But let’s leave METI alone for a moment. On the general matter of SETI and implications of receiving a signal or finding ETI in astronomical data, I think we’re a bit schizophrenic. When I talk about ‘we,’ I mean western societies, as I have no insights into how other traditions now view the implications of such knowledge. But in the post-Enlightenment tradition of places like my country and yours, contacting ETI is on one level accepted (I think this can be demonstrated in recent polling) while at the same time it is viewed as a mere plot device in movies.
This isn’t skepticism, because that implies an effort to analyze the issue. This is just a holdover of old paradigms. Changing them might take a silver disc touching down and Michael Rennie strolling out. On the day that happens, the world really would stand still.
Let’s add in the fact that we’re short-sighted in terms of working for results beyond the next dividend check (or episode of a favorite show). With long-term thinking in such perilously short supply (and let’s acknowledge the Long Now Foundation‘s heroic efforts at changing this), we have trouble thinking about how societies change over time with the influx of new knowledge.
Our own experience says that superior technologies arriving in places without warning can lead to calamity, whether intentional or not, which in and of itself should be a lesson as we ponder signals from the stars. A long view of civilization would recognize how fragile its assumptions can be when faced with sudden intervention, as any 500 year old Aztec might remind us.
Image: A 17th century CE oil painting depicting the Spanish Conquistadores led by Hernan Cortes besieging the Aztec capital of Tenochtitlan in 1519 CE. (Jay I. Kislak Collection).
Keith, what’s your take on the ‘cat out of the bag’ argument with regard to METI? It seems to me to ignore the real prospect that we can change policy and shape behavior if we find it counterproductive, instead focusing on human powerlessness to control our impulses. Don’t we on the species level have agency here? How naive do you think I am on this topic?
- Keith Cooper
That is the ‘contact paradox’ in a nutshell, isn’t it? This idea that we’re actively reaching out to ETI, yet we can’t agree on whether it’s safe to do so or not. That’s the purpose of my book, to try and put the discussion regarding contact in front of a wider audience.
In The Contact Paradox, I’m trying not to tell people what they should think about contact, although of course I give my own opinions on the matter. What I am asking is that people take the time to think more carefully about this issue, and about our assumptions, by embarking on having the broader debate.
Readers of Centauri Dreams might point out that they have that very debate in the comments section of this website on a frequent basis. And while that’s true to an extent, I think the debate, whether on this site or among researchers at conferences or even in the pages of science fiction, has barely scratched the surface. There are so many nuances and details to examine, so many assumptions to challenge, and it’s all too easy to slip back into the will they/won’t they invade discussion, which to me is a total straw-man argument.
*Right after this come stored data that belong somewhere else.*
PR #8855, opened 2024-01-17
Remove the abillity to disable core SDL functionality

slouken:


madebr:
You can also remove them from the following CMake list:
https://github.com/libsdl-org/SDL/blob/0d7df16812c75c4a587d7d2673e3d1a5f2c2879b/CMakeLists.txt#L243-L262

slouken:
> You can also remove them from the following CMake list:

Ah, thanks, working on that now.

icculus (approved):
Rest of this looks good to me!

slouken:
@madebr, @icculus, I think this is ready to go, can you give it one more look over?

icculus:
Still looks good.

src/atomic/SDL_spinlock.c
```diff
@@ -160,8 +142,22 @@ SDL_bool SDL_AtomicTryLock(SDL_SpinLock *lock)
...
+    }
+    SDL_LockMutex(_spinlock_mutex);
+    if (*lock == 0) {
+        *lock = 1;
+        SDL_UnlockMutex(_spinlock_mutex);
+        return SDL_TRUE;
+    } else {
+        SDL_UnlockMutex(_spinlock_mutex);
+        return SDL_FALSE;
+    }
```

To compound this, while the few reviews that The Contact Paradox has received so far have been nice, I am seeing a misunderstanding arise in those reviews that once again brings the debate back down to the question of whether ETI will be hostile or not. Yet the point I am making in the book is that even if ETI is benign, contact could potentially still go badly, through misunderstandings, or through the introduction of disruptive technology or culture.
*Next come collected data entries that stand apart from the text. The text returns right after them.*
PR #8860, opened 2024-01-18
loongarch: Fix bugs when compiling the program

HecaiYuan:
add SIMD compilation options "-mlsx" and "-mlasx".


HecaiYuan:
The LoongArch64 gcc+glibc toolchain in loongarch64.yml does not contain 'lsxintrin.h' and 'lasxintrin.h', and needs to wait for the latest version. I will update the link as soon as the new version is released. "-mlsx" and "-mlasx" are required for SIMD compilation. @madebr

HecaiYuan:
After testing, he doesn't seem to be working properly. Can't get it to compile. #8864 @madebr I'm making changes to it now.

PR #8864, opened 2024-01-18
Split yuv2rgb for intrinsics

madebr:
I think splitting `yuv2rgb` has some advantage(s):
- it allows adding ISA extension specific compile options (see https://github.com/libsdl-org/SDL/pull/8860)
- the standard c implementation is separated, and can be used as a base for newer additions (perhaps wishful thinking)

The upstream [yuv2rgb](https://github.com/descampsa/yuv2rgb) is not that active so I don't think it's that big of a deal to make these changes.

This separation should also be done in SDL2.

(This pr breaks the xcode project)


madebr:
@HecaiYuan Would this approach be fine for loongarch?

Let me give you a hypothetical example based on a science-fiction technology. Imagine we made contact with ETI, and they saw the problems we face on Earth currently, such as poverty, disease and climate change. So they give us some of their technology – a replicator, like that in Star Trek, capable of making anything from the raw materials of atoms. Let’s also assume that the quandaries that I mentioned earlier, about who takes possession of that technology and whether they horde it, don’t apply. Instead, for the purpose of this argument, let’s assume that soon enough the technology is patented by a company on Earth and rolled out into society to the point that replicators became as common a sight in people’s homes as microwave ovens.
Just imagine what that could do! There would be no need for people to starve or suffer from drought – the replicators could make all the food and water we’d ever need. Medicine could be created on the spot, helping people in less wealthy countries who can’t ordinarily get access to life-saving drugs. And by taking away the need for industry and farming, we’d cut down our carbon emissions drastically. So all good, right?
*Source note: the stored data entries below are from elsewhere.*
PR #8865, opened 2024-01-18
Renamed SDL_ThreadID() to SDL_GetCurrentThreadID()

slouken:
Also renamed SDL_threadID to SDL_ThreadID and made it Uint64 for consistency with other ID types


DanielGibson:
Not sure if anything can be done about this now, but when migrating code from SDL2 to SDL3 (and/or using SDL_oldnames.h) this is a massive footgun, because at least in C++ `SDL_ThreadID()` is valid code even if `SDL_ThreadID` is just a type - but it doesn't do what one would expect (i.e. call `SDL_GetCurrentThreadID()`)

DanielGibson:
Hmm maybe this could be mitigated by adding `#define SDL_ThreadID() USE_SDL_GetCurrentThreadID_INSTEAD` somewhere.
It would cause a compile error when using `bla = SDL_ThreadID();`, but not when using it as a type, like `SDL_ThreadID id = whatever();` as a type

slouken:
> Hmm maybe this could be mitigated by adding `#define SDL_ThreadID() USE_SDL_GetCurrentThreadID_INSTEAD` somewhere. It would cause a compile error when using `bla = SDL_ThreadID();`, but not when using it as a type, like `SDL_ThreadID id = whatever();` as a type

Oh, that's a good idea, thanks!
Implemented in becd08f37

slouken:
Actually, it turns out this breaks the SDL build, so I went ahead and reverted it:
https://github.com/libsdl-org/SDL/actions/runs/20579021907/job/59102375282#step:31:306

DanielGibson:
oh.
do you think there is a way to do this (or something similar) without breaking the build?

slouken:
> oh. do you think there is a way to do this (or something similar) without breaking the build?

Not that I know of.

DanielGibson:
So the problem is that `SDL_dynapi.procs.h` contains
`SDL_DYNAPI_PROC(SDL_ThreadID,SDL_GetCurrentThreadID,(void),(),return)`
and `SDL_dynapi.c` uses it like
```c
#define SDL_DYNAPI_PROC(rc, fn, params, args, ret) \
    typedef rc (SDLCALL *SDL_DYNAPIFN_##fn) params;\
    static rc SDLCALL fn##_DEFAULT params;         \
    extern rc SDLCALL fn##_REAL params;
#include "SDL_dynapi_procs.h"
#undef SDL_DYNAPI_PROC
```

What causes trouble here is `typedef rc (SDLCALL *SDL_DYNAPIFN_##fn) params;`
which (for the aforementioned line in `SDL_dynapi.procs.h`) gets expanded to
```c
typedef SDL_ThreadID (SDLCALL *SDL_DYNAPIFN_SDL_GetCurrentThreadID) (void);
```

So here SDL_ThreadID is supposed to be the return type, but because it's followed by `(`, apparently the preprocessor thinks that it must be that `#define SDL_Thread() SDL_ThreadID_renamed_SDL_GetCurrentThreadID()` - instead of leaving it alone like it would for `SDL_ThreadID id = bla;` where it's not followed by `(`.

Now an obvious workaround would be to add `#undef SDL_ThreadID` to `SDL_dynapi.c` - it doesn't need `#define SDL_ThreadID() SDL_ThreadID_renamed_SDL_GetCurrentThreadID()`, that's just a reminder for SDL **users**. I tested this, it works.

<br>

But the question is whether users are likely to run into similar problems, by having `SDL_ThreadID` followed by `(` in their code.

Under what scenarios could it happen, *and are they more likely to happen than forgetting to replace `SDL_ThreadID()` with `SDL_GetCurrentThreadID()` when migrating to SDL3*?
* Declaring function pointers for functions returning SDL_ThreadID (the case SDL_dynapi.c runs into) 
  - Can happen both in C and C++, but seems kinda obscure to me?
* Using a C++-style typecast: `void* myid = ...; SDL_ThreadID id = SDL_ThreadID(myid);`
  - Can only happen in C++; I can imagine running into this when (for some reason) putting SDL_ThreadID into a custom opaque type, e.g. to avoid dragging SDL headers into project headers. Not sure how common this is?
* Using a C++-style default-initialization: `SDL_ThreadID id = SDL_ThreadID();`
  - Can obviously only happen in C++
  - I think for fundamental types this means initializing it to `0` - which probably some people consider useful (I personally would just write `= 0`)
  - Not sure how common this is when using SDL
* ... did I forget any other cases?

Of course these scenarios can still be mitigated by just adding a comment explaining the situation over `#define SDL_ThreadID() ...` in SDL_oldnames.h, suggesting people to either not do whatever they're doing (like using C++ default construction or type casts on SDL_ThreadID) or adding an `#undef SDL_ThreadID` line below their `#include <SDL.h>`.

I think that would be a small inconvenience compared to having to debug code that somewhere uses `SDL_ThreadID()` to return the current thread's ID. That bug is easy to miss and might not even cause immediately broken behavior - in [dhewm3](https://github.com/dhewm/dhewm3/pull/714#issuecomment-3697017166) it remained undetected for a while, but would've lead to problems like deadlocks sooner or later (because every thread would think it has the same ID, and under some circumstances every thread would think it's the main thread, circumventing checks that were explicitly meant to avoid deadlocks from other threads running code that only the main thread may run).

But I *may* be underestimating how much annoyance the suggested `#define` could cause.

But let’s flip the coin and look at the other side. All those people all across the world who work in manufacturing and farming would suddenly be out of a job, and with people wanting for nothing, the economy would crash completely, and international trade would become non-existent – after all, why import cocoa beans when you can just make them in your replicator at home? We’d have a sudden obesity crisis, because when faced with an abundance of resources, history tells us that it is often human nature to take too much. We’d see a drugs epidemic like never before, and people with malicious intent would be able to replicate weapons out of thin air. Readers could probably imagine other disruptive consequences of such a technology.
It’s only a thought experiment, but it’s a useful allegory showing that there are pros and cons to the consequences of contact. What we as a society have to do is decide whether the pros outweigh the cons, and to be prepared for the disruptive consequences. We can get some idea of what to expect by looking at contact between different societies on Earth throughout history. Instead of the replicator, consider historical contact events where gunpowder, or fast food, or religion, or the combustion engine have been given to societies that lacked them. What were the consequences in those situations?
This is the discussion that we’re not currently having when we do METI. There’s no risk assessment, just a bunch of ill-thought-out assumptions masquerading as a rationale for attempting contact before we’re ready.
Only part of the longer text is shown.